◆ **ASSIGNMENT**: Whenever a line contains the string "approved", copy it out of the entries.

(Collected data)
- Opening Delimiter -

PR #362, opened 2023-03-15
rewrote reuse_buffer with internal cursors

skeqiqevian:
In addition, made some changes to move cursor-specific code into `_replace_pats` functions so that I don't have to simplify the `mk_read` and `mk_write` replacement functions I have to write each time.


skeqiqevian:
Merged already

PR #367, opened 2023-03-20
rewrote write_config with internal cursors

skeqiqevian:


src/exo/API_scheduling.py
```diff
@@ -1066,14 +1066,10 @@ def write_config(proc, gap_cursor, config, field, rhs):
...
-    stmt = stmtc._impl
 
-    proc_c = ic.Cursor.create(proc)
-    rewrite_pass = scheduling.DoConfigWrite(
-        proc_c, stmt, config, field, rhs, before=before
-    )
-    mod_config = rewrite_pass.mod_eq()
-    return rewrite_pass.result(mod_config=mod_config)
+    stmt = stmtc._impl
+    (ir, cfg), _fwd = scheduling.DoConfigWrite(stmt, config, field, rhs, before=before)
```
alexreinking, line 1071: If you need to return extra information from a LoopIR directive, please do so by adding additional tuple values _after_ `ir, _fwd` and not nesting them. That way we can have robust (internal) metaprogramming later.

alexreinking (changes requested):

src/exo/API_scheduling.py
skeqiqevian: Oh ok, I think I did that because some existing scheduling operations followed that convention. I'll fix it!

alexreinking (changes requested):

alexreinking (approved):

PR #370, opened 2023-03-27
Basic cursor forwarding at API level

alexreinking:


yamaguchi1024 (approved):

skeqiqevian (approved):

- Closing Delimiter -
- Opening Delimiter -

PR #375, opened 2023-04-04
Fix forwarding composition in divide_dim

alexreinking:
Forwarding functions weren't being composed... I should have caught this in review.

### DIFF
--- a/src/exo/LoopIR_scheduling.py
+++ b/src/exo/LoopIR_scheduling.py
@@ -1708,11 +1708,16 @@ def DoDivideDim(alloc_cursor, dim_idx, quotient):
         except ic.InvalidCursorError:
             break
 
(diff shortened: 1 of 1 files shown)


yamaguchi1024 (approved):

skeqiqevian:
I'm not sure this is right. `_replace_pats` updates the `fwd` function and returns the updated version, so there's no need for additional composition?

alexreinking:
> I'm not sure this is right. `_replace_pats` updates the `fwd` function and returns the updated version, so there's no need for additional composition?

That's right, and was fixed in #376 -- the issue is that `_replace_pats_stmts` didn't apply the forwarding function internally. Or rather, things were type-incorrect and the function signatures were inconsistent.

- Closing Delimiter -

◆ **TASK ANSWER**:
alexreinking (approved):
yamaguchi1024 (approved):
skeqiqevian (approved):
yamaguchi1024 (approved):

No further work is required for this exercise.